[[ Dataset records, beginning ]]
PR #7748, opened 2025-09-11
CBG-3796: Disable setting `enable_star_channel` to false

RIT3shSapata:
CBG-3796

Describe your PR here...
- Removed ability to set `enable_star_channel` to false
- The value will always default to true
- Added test case to check if a DB is created by setting the value to false

## Pre-review checklist

- [ ] Link upstream PRs

- [ ] `GSI=true,xattrs=true` https://jenkins.sgwdev.com/job/SyncGatewayIntegration/76/

### DIFF
--- a/rest/api_test.go
+++ b/rest/api_test.go
@@ -3490,3 +3490,30 @@ func TestAllowConflictsConfig(t *testing.T) {
 	RequireStatus(t, resp, http.StatusOK)
 	require.Equal(t, fmt.Sprintf(`[{"db_name":"%s","bucket":"%s","state":"Online"}]`, rt.GetDatabase().Name, rt.GetDatabase().Bucket.GetName()), resp.Body.String())
 }
+
+func TestDisableAllowStarChannel(t *testing.T) {
+	rt := NewRestTester(t, &RestTesterConfig{
+		PersistentConfig: true,
+		SyncFn:           channels.DocChannelsSyncFunction,
+	})
+	defer rt.Close()
+
+	const (
+		dbName  = "db"
+		errResp = "enable_star_channel cannot be set to false"
+		docID   = "doc1"
+		docBody = `{"channels":["testChannel"]}`
+	)
+
+	dbConfig := rt.NewDbConfig()
+	dbConfig.Name = dbName
+	dbConfig.CacheConfig = &CacheConfig{
+		ChannelCacheConfig: &ChannelCacheConfig{
+			EnableStarChannel: base.Ptr(false),
+		},
+	}
+
+	resp := rt.CreateDatabase(dbName, dbConfig)
+	RequireStatus(t, resp, http.StatusBadRequest)
+	assert.Contains(t, resp.Body.String(), errResp)
+}
--- a/rest/api_test.go
+++ b/rest/api_test.go
@@ -3492,11 +3492,11 @@ func TestAllowConflictsConfig(t *testing.T) {
 }
 
 // TestDisableAllowStarChannel verifies that the database configuration does not allow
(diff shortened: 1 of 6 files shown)


rest/api_test.go
```diff
@@ -3490,3 +3490,35 @@ func TestAllowConflictsConfig(t *testing.T) {
 	RequireStatus(t, resp, http.StatusOK)
 	require.Equal(t, fmt.Sprintf(`[{"db_name":"%s","bucket":"%s","state":"Online"}]`, rt.GetDatabase().Name, rt.GetDatabase().Bucket.GetName()), resp.Body.String())
 }
+
+// TestDisableAllowStarChannel verifies that the database configuration does not allow
+// the `enable_star_channel` property to be set to false. The star channel is a special
+// channel in Sync Gateway that provides access to all documents, and disabling it is
+// not supported. This test ensures that an attempt to disable the star channel results
+// in a bad request error.
+func TestDisableAllowStarChannel(t *testing.T) {
```
bbrks, line 3498: This is kinda doing the same thing as `TestDatabaseConfigValidation` just at a higher-level, but what we might want to do here instead is load a config from a bucket that contains the `=false` setting, avoiding validation - not creating/updating through the API (which will run the validation)

Similar to these lines from the `allow_conflicts` change:

https://github.com/couchbase/sync_gateway/pull/7729/files#diff-cb4346bfd3dff6c8e36847bd103c89be564e7ce5d1c8dd0d275404061ada619cR3464-R3474

rest/api_test.go
```diff
@@ -3490,3 +3490,35 @@ func TestAllowConflictsConfig(t *testing.T) {
...
+		PersistentConfig: true,
+		SyncFn:           channels.DocChannelsSyncFunction,
+	})
+	defer rt.Close()
+
+	const (
+		dbName  = "db"
+		errResp = "enable_star_channel cannot be set to false"
+		docID   = "doc1"
+		docBody = `{"channels":["testChannel"]}`
```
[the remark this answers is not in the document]
bbrks: 👍

rest/server_context.go
```diff
@@ -1166,9 +1166,8 @@ func dbcOptionsFromConfig(ctx context.Context, sc *ServerContext, config *DbConf
 				cacheOptions.CacheSkippedSeqMaxWait = time.Duration(*config.CacheConfig.ChannelCacheConfig.MaxWaitSkipped) * time.Millisecond
 			}
 			// set EnableStarChannelLog directly here (instead of via NewDatabaseContext), so that it's set when we create the channels view in ConnectToBucket
-			if config.CacheConfig.ChannelCacheConfig.EnableStarChannel != nil {
-				db.EnableStarChannelLog = *config.CacheConfig.ChannelCacheConfig.EnableStarChannel
-				base.WarnfCtx(ctx, `Deprecation notice: enable_star_channel config option is due to be removed, in future star channel will always be enabled`)
+			if config.CacheConfig.ChannelCacheConfig.EnableStarChannel != nil && !*config.CacheConfig.ChannelCacheConfig.EnableStarChannel {
+				base.WarnfCtx(ctx, `enable_star_channel config option is set to false, changing the value to true`)
```
bbrks: For other cases where we're removing config in 4.0 we've errored instead of warn and override the invalid configuration.
Should we be consistent in how we handle this? (returning error and ensuring the customer realises this config is/needs changing)

If time doesn't allow, especially if this adds additional complexities, I'm OK getting this in as-is, but would've preferred to be consistent.

bbrks (dismissed):
I'll approve but review the comments, and see if you think we should be changing this.

If we weren't up against the release I'd have pushed back more.

bbrks (approved):

PR #7751, opened 2025-09-12
CBG-4828: pre upgraded document conflict resolution

gregns1:
CBG-4828

- Pre upgraded conflicting mutation test cases for ISGR
- Enhancement has been made to not request any changes sent from another peer that have a revID generated CV that is already present locally. This avoids an echo back to a peer after legacy rev has been replicated. 
- If a local doc has no hlv and the rev tree sent by a client is in conflict with local rev tree, we now assign implicit hlv based on local SourceID and local revID and use that to run through HLV conflict resolution. 

## Pre-review checklist

- [ ] Link upstream PRs

- [x] `GSI=true,xattrs=true` https://jenkins.sgwdev.com/job/SyncGatewayIntegration/79/

### DIFF
--- a/db/crud.go
+++ b/db/crud.go
@@ -1330,12 +1330,7 @@ func (db *DatabaseCollectionWithUser) PutExistingCurrentVersion(ctx context.Cont
 				// conflict detected between incoming rev and local rev revtrees, allow hlv conflict resolvers
 				// below to fix (for ISGR pull)
 				doc.HLV = NewHybridLogicalVector()
-				cvValue, err := LegacyRevToRevTreeEncodedVersion(doc.GetRevTreeID())
-				cvValue.SourceID = db.dbCtx.EncodedSourceID // give it this nodes sourceID
-				if err != nil {
-					return nil, nil, false, nil, err
-				}
-				err = doc.HLV.AddVersion(cvValue)
+				doc.HLV, err = legacyRevToHybridLogicalVector(opts.NewDoc.ID, doc.GetRevTreeID())
 				if err != nil {
 					return nil, nil, false, nil, err
 				}
@@ -3446,6 +3441,13 @@ func parseIncomingChange(docid, rev string) (cvValue Version, err error) {
 	return cvValue, nil
 }
 
+func (db *DatabaseCollectionWithUser) getHLVWithLocalSourceIDFromLegacyRev(docID, revID string) (hlv *HybridLogicalVector, err error) {
+	// no hlv on local doc, convert revID into CV and use that as the local doc hlv
+	hlv, err = legacyRevToHybridLogicalVector(docID, revID)
+	hlv.SourceID = db.dbCtx.EncodedSourceID
+	return hlv, err
+}
+
 func (db *DatabaseCollectionWithUser) CheckChangeVersion(ctx context.Context, docid, rev string) (missing, possible []string) {
 	if strings.HasPrefix(docid, "_design/") && db.user != nil {
 		return // Users can't upload design docs, so ignore them
@@ -3460,14 +3462,12 @@ func (db *DatabaseCollectionWithUser) CheckChangeVersion(ctx context.Context, do
 		return
 	}
 	if hlv == nil {
-		// no hlv on local doc, convert revID into CV and use that as the local doc hlv
-		hlv, err = legacyRevToHybridLogicalVector(docid, syncData.GetRevTreeID())
 		// give local version a sourceID of this node. Needed given if we have a pull replication running and
 		// locally we have 3-def and remote has 3-abc, if we give the legacy rev sourceID to both nodes locally
 		// we will say we don't need 3-abc given 3-def resolves to higher version value (local dominates) but in
 		// reality we need to pull this conflict rev to solve it and push it back up. If we give local hlv our sourceID
 		// then we will say we need 3-abc as it is from a different sourceID and local hlv no longer dominates
-		hlv.SourceID = db.dbCtx.EncodedSourceID
+		hlv, err = db.getHLVWithLocalSourceIDFromLegacyRev(docid, syncData.GetRevTreeID())
 		if err != nil {
 			base.WarnfCtx(ctx, "%s", err)
 			missing = append(missing, rev)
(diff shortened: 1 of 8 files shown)


db/crud.go
```diff
@@ -1315,14 +1315,34 @@ func (db *DatabaseCollectionWithUser) PutExistingCurrentVersion(ctx context.Cont
...
 		// 1. incoming doc is a tombstone and local doc is also a tombstone (for ISGR pull replications)
 		// 2. local doc has no hlv
 		allowConflictingTombstone := opts.ForceAllowConflictingTombstone && doc.IsDeleted()
+
+		// if local doc is a pre-upgraded mutation and the rev tree is conflicting with incoming, assign this local
+		// version an implicit hlv based on its rev tree ID + this nodes sourceID to allow HLV conflict resolution to occur
+		// between the two versions.
+		if doc.HLV == nil && doc.Cas != 0 && !allowConflictingTombstone {
+			_, _, conflictErr := db.revTreeConflictCheck(ctx, opts.RevTreeHistory, doc, opts.NewDoc.Deleted)
+			if conflictErr != nil {
```
torcolvin, line 1329:
```suggestion
			if errors.Is(conflictErr, base.ErrDocumentConflict) {
```

you'd have to define `ErrDocumentConflict = base.HTTPErrorf(http.StatusConflict, "Document revision conflict")` but this would future proof this function if it returns a different type of error in the future, and it was not obvious to me that this function would only return this error type

db/crud.go
```diff
@@ -3452,6 +3462,12 @@ func (db *DatabaseCollectionWithUser) CheckChangeVersion(ctx context.Context, do
 	if hlv == nil {
 		// no hlv on local doc, convert revID into CV and use that as the local doc hlv
 		hlv, err = legacyRevToHybridLogicalVector(docid, syncData.GetRevTreeID())
+		// give local version a sourceID of this node. Needed given if we have a pull replication running and
+		// locally we have 3-def and remote has 3-abc, if we give the legacy rev sourceID to both nodes locally
+		// we will say we don't need 3-abc given 3-def resolves to higher version value (local dominates) but in
+		// reality we need to pull this conflict rev to solve it and push it back up. If we give local hlv our sourceID
+		// then we will say we need 3-abc as it is from a different sourceID and local hlv no longer dominates
+		hlv.SourceID = db.dbCtx.EncodedSourceID
```
torcolvin: I'd wrap this up in a specific function,  but I'm not sure how to name it, which isn't a great sign. The logic is duplicated in `PutExistingCurrentVersion`.

I've considered: `func (c *DatabaseCollection) getHLVWithLocalSourceIDFromLegacyRev`

or `encodeRevTreeIDAsHybridLogicalVector(revid string, sourceID string)`

db/crud.go
```diff
@@ -3483,6 +3504,17 @@ func (db *DatabaseCollectionWithUser) CheckChangeVersion(ctx context.Context, do
 	return
 }
 
+// implicitCVEqual will check if two implicit CVs are equal.
+func (db *DatabaseCollectionWithUser) implicitCVEqual(localCV, incomingCV Version) bool {
```
torcolvin: I've used the word `implicit HLV` to mean what happens if XDCR copies a document and it doesn't have an HLV but it is actually `cas@currentSourceID`, so I don't think that's a great word here.

torcolvin (commented):
I need to give this some thought as to whether encoding with <legacyrevtree>@activeSource is the right idea, but I have dropped a few comments that you do not need to address until we decide that this is the right approach.

db/crud.go
```diff
@@ -1315,14 +1315,29 @@ func (db *DatabaseCollectionWithUser) PutExistingCurrentVersion(ctx context.Cont
...
+		// if local doc is a pre-upgraded mutation and the rev tree is conflicting with incoming, assign this local
+		// version an implicit hlv based on its rev tree ID + this nodes sourceID to allow HLV conflict resolution to occur
+		// between the two versions.
+		if doc.HLV == nil && doc.Cas != 0 && !allowConflictingTombstone {
+			_, _, conflictErr := db.revTreeConflictCheck(ctx, opts.RevTreeHistory, doc, opts.NewDoc.Deleted)
+			if conflictErr != nil {
+				// conflict detected between incoming rev and local rev revtrees, allow hlv conflict resolvers
+				// below to fix (for ISGR pull)
+				doc.HLV = NewHybridLogicalVector()
+				doc.HLV, err = legacyRevToHybridLogicalVector(opts.NewDoc.ID, doc.GetRevTreeID())
```
```suggestion
				doc.HLV, err = legacyRevToHybridLogicalVector(opts.NewDoc.ID, doc.GetRevTreeID())
```

db/crud.go
```diff
@@ -1360,11 +1374,9 @@ func (db *DatabaseCollectionWithUser) PutExistingCurrentVersion(ctx context.Cont
 					}
 				}
 			case HLVConflict:
-				// if the legacy rev list is from ISGR property, we should not do a conflict check
+				// if we have been supplied a rev tree from cbl, perform conflict check on rev tree history
```
torcolvin, line 1376: Why is this only in CBL and not ISGR? Because `PutExistingCurrentVersion` is only used by CBL?

Either way, I might just drop "from cbl"

db/crud.go
```diff
@@ -3483,6 +3504,17 @@ func (db *DatabaseCollectionWithUser) CheckChangeVersion(ctx context.Context, do
 	return
 }
 
+// revIDGeneratedCVEqual will check if two implicit CVs are equal.
```
torcolvin: This code still is weird to me, maybe write something about how this is only used for ISGR conflict checking and should not be used generally.

If I understood correctly, this code doesn't end up serializing this as the HLV and is only used for in flight operations? If it did as encodedver@ISGRSource, then it could conflict if there was another writer.

Also, it probably is only likely to get hit for a match in ISGR because the low ver numbers.

If I don't understand how this is supposed to work, that's fine but I don't know that we should ever have something that uses the revtree encoding version but not `Revision+Tree+Encoding` as the source ID, at least not for something that ends up ever getting written to the bucket.

gregns1: This is never written to the bucket. Essentially the issue is here if you as active peer pull 2-abc and you have 2-def as your local doc giving them both legacy source ID doesn't work. This would evaluate as localHLV dominates incoming hlv given 2-abc generates a lower value to 2-def. In reality for ISGR we want to pull these revisions for conflict resolution. My idea of giving the local version sourceID of the local node would avoid this happening, then local hlv will not dominate incoming hlv. 

I'm going to play around with seeing if I can extract generation from this generated cv to see if there's a way around confusing people like this.

db/crud.go
gregns1: This code block will only be executed for CBL writes given AlignRevTree is only true for ISGR writes here. I plan to clean this up a bit because it does seem confusing but that can take place next week.

torcolvin (approved):

PR #7761, opened 2025-09-16
CBG-4855 Disable concurrent builds for pipeline jobs

torcolvin:
This depends on https://github.com/couchbase/sync_gateway/pull/7760

For freestyle jobs, this parameter can be set, but for pipeline jobs it is not set. If multiple concurrent builds occur on a single instance, it will corrupt the workspace.

### DIFF
--- a/Jenkinsfile
+++ b/Jenkinsfile
@@ -3,7 +3,7 @@ pipeline {
 
     options {
         timeout(time: 60, unit: 'MINUTES')
-        disableConcurrentBuilds()
+        disableConcurrentBuilds(abortPrevious: true)
     }
 
     environment {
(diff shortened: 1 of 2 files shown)


Jenkinsfile
```diff
@@ -3,6 +3,7 @@ pipeline {
 
     options {
         timeout(time: 60, unit: 'MINUTES')
+        disableConcurrentBuilds()
```
bbrks: Do we want to abort previous runs instead? Similar to GH actions?

```suggestion
        disableConcurrentBuilds(abortPrevious: true)
```

https://www.jenkins.io/doc/book/pipeline/syntax/#options

bbrks (approved):

Jenkinsfile
torcolvin: good catch

bbrks (dismissed):

bbrks (approved):

PR #7764, opened 2025-09-18
CBG-4811: logging changes for versions

gregns1:
CBG-4811

Small PR to make some changes to how versions are logged to use GoString() interface instead of String() interface.

Some logging has not changed given I feel like it makes more sense we log in transport format for replication communication. Such as:
```
2025-09-17T13:44:45.445Z [DBG] Changes+: c:TestActiveReplicatorMultiCollection-push db:rt1_active col:sg_test_0 MultiChangesFeed sending <ud>{Seq:1, ID:active-doc1, Changes:[map[cv:186615cf67fb0000@Gtq2Kq2aBVMhTdta1sBE9w]]}</ud> <ud>  (to ADMIN)</ud

2025-09-17T13:44:45.447Z [DBG] Sync+: c:TestActiveReplicatorMultiCollection-push db:rt1_active col:sg_test_0 Sending rev "<ud>active-doc1</ud>" 186615cf67fb0000@Gtq2Kq2aBVMhTdta1sBE9w based on 0 known, digests: []

2025-09-17T13:45:58.984Z [DBG] SyncMsg+: c:TestActiveReplicatorRemoteWinsCases/local_doc_has_MV_defined_before_conflict_res-pull db:activedb col:sg_test_0 #3: Type:rev Id:<ud>doc1_</ud> Collection:0 Rev:186615e099660000@1tnlc9bYt6RQa0QFcyHoQA Sequence:2

2025-09-17T13:46:40.072Z [DBG] Sync+: c:[5dafa359] db:passivedb Peer didn't want revision <ud>doc1_merge</ud> / 186615ea285f0000@Gtq2Kq2aBVMhTdta1sBE9w (seq:3)
``` 

## Pre-review checklist

### DIFF
--- a/db/crud.go
+++ b/db/crud.go
@@ -1375,7 +1375,7 @@ func (db *DatabaseCollectionWithUser) PutExistingCurrentVersion(ctx context.Cont
 				if len(opts.RevTreeHistory) > 0 && !opts.AlignRevTrees {
 					parent, currentRevIndex, err := db.revTreeConflictCheck(ctx, opts.RevTreeHistory, doc, opts.NewDoc.Deleted)
 					if err != nil {
-						base.InfofCtx(ctx, base.KeyCRUD, "conflict detected between the two HLV's for doc %s, incoming version %#v, local version %#v, and conflict found in rev tree history", base.UD(doc.ID), opts.NewDocHLV.ExtractCurrentVersionFromHLV(), doc.HLV.ExtractCurrentVersionFromHLV())
+						base.DebugfCtx(ctx, base.KeyCRUD, "conflict detected between the two HLV's for doc %s, and conflict found in rev tree history", base.UD(doc.ID))
 						return nil, nil, false, nil, err
 					}
 					_, err = doc.addNewerRevisionsToRevTreeHistory(opts.NewDoc, currentRevIndex, parent, opts.RevTreeHistory)
@@ -1385,7 +1385,7 @@ func (db *DatabaseCollectionWithUser) PutExistingCurrentVersion(ctx context.Cont
 					revTreeAlignedForCBL = true // we have aligned the rev tree for CBL push here so skip later in function
 					doc.HLV.UpdateWithIncomingHLV(opts.NewDocHLV)
 				} else {
-					base.DebugfCtx(ctx, base.KeyCRUD, "conflict detected between the two HLV's for doc %s, incoming version %#v, local version %#v", base.UD(doc.ID), opts.NewDocHLV.ExtractCurrentVersionFromHLV(), doc.HLV.ExtractCurrentVersionFromHLV())
+					base.DebugfCtx(ctx, base.KeyCRUD, "conflict detected between the two HLV's for doc %s", base.UD(doc.ID))
 					if opts.ConflictResolver == nil {
 						// cancel rest of update, HLV is in conflict and no resolver is present
 						return nil, nil, false, nil, base.HTTPErrorf(http.StatusConflict, "Document revision conflict")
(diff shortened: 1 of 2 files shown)


db/crud.go
```diff
@@ -1375,7 +1375,7 @@ func (db *DatabaseCollectionWithUser) PutExistingCurrentVersion(ctx context.Cont
 				if len(opts.RevTreeHistory) > 0 && !opts.AlignRevTrees {
 					parent, currentRevIndex, err := db.revTreeConflictCheck(ctx, opts.RevTreeHistory, doc, opts.NewDoc.Deleted)
 					if err != nil {
-						base.InfofCtx(ctx, base.KeyCRUD, "conflict detected between the two HLV's for doc %s, incoming version %s, local version %s, and conflict found in rev tree history", base.UD(doc.ID), opts.NewDocHLV.GetCurrentVersionString(), doc.HLV.GetCurrentVersionString())
+						base.InfofCtx(ctx, base.KeyCRUD, "conflict detected between the two HLV's for doc %s, incoming version %#v, local version %#v, and conflict found in rev tree history", base.UD(doc.ID), opts.NewDocHLV.ExtractCurrentVersionFromHLV(), doc.HLV.ExtractCurrentVersionFromHLV())
```
torcolvin: I think this logging should be dropped to at least Debug, and maybe moved to VV for test only logging.

What do we log for revtrees in this circumstance? It might just be that this is a 409 conflict as a rev message that 

```suggestion
						base.DebugfCTx(ctx, base.KeyCRUD, "conflict detected between the two HLVs for doc %s, incoming version %#v, local version %#v, and conflict found in rev tree history", base.UD(doc.ID), opts.NewDocHLV.ExtractCurrentVersionFromHLV(), doc.HLV.ExtractCurrentVersionFromHLV())
```

If we do log this I think we probably want not just CV, because without  full history we won't know why this conflicts.

db/crud.go
```diff
@@ -1385,7 +1385,7 @@ func (db *DatabaseCollectionWithUser) PutExistingCurrentVersion(ctx context.Cont
 					revTreeAlignedForCBL = true // we have aligned the rev tree for CBL push here so skip later in function
 					doc.HLV.UpdateWithIncomingHLV(opts.NewDocHLV)
 				} else {
-					base.DebugfCtx(ctx, base.KeyCRUD, "conflict detected between the two HLV's for doc %s, incoming version %v, local version %v", base.UD(doc.ID), opts.NewDocHLV.ExtractCurrentVersionFromHLV(), doc.HLV.ExtractCurrentVersionFromHLV())
+					base.DebugfCtx(ctx, base.KeyCRUD, "conflict detected between the two HLV's for doc %s, incoming version %#v, local version %#v", base.UD(doc.ID), opts.NewDocHLV.ExtractCurrentVersionFromHLV(), doc.HLV.ExtractCurrentVersionFromHLV())
```
torcolvin: This should be dropped, or at best be VV. This is standard operating procedure for any conflict and we don't need to know about it.

If we do need to know about it, we should make the message sound as "positive" as possible, because this isn't an error scenario. Additionally, if we did need to know about it, we probably want the full HLV and not just the CV, since it might not be obvious why it is a conflict.

I think this can be dropped though.

db/crud.go
gregns1: dropped to debug and removed hlv info.

db/crud.go
gregns1: We log at debug for rev tree conflicts but no rev tree info, dropped the HLV info from the log line but certainly think we should be logging at debug for conflicts. It will help us debug if there is an issue around conflict resolution etc.

torcolvin (approved):

PR #7772, opened 2025-09-22
CBG-4849: updates to api docs for ISGR

gregns1:
CBG-4849

- Details the new default policy 
- Note to remove the _rev and _cv properties for doc merges. 

## Pre-review checklist

- [ ] Link upstream PRs

### DIFF
--- a/docs/api/components/schemas.yaml
+++ b/docs/api/components/schemas.yaml
@@ -709,9 +709,14 @@ Replication:
         - custom
       x-enumDescriptions:
         default: |-
-          In priority order, this will cause
+          For Sync Gateway versions < 4.x, in priority order, this will cause
             - Deletes to always win (the delete with the longest revision history wins if both revisions are deletes)
             - The revision with the longest revision history to win. This means the the revision with the most changes and therefore the highest Revision Tree ID will win.
+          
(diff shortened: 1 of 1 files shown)


docs/api/components/schemas.yaml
[[ Dataset records, end ]]
_What is being asked:_ Search the data for "true" and list every line in which it occurs.

_Response for this exercise:_
- The value will always default to true
- [ ] `GSI=true,xattrs=true` https://jenkins.sgwdev.com/job/SyncGatewayIntegration/76/
+		PersistentConfig: true,
+		PersistentConfig: true,
+				base.WarnfCtx(ctx, `enable_star_channel config option is set to false, changing the value to true`)
- [x] `GSI=true,xattrs=true` https://jenkins.sgwdev.com/job/SyncGatewayIntegration/79/
gregns1: This code block will only be executed for CBL writes given AlignRevTree is only true for ISGR writes here. I plan to clean this up a bit because it does seem confusing but that can take place next week.
+        disableConcurrentBuilds(abortPrevious: true)
        disableConcurrentBuilds(abortPrevious: true)
 					revTreeAlignedForCBL = true // we have aligned the rev tree for CBL push here so skip later in function
 					revTreeAlignedForCBL = true // we have aligned the rev tree for CBL push here so skip later in function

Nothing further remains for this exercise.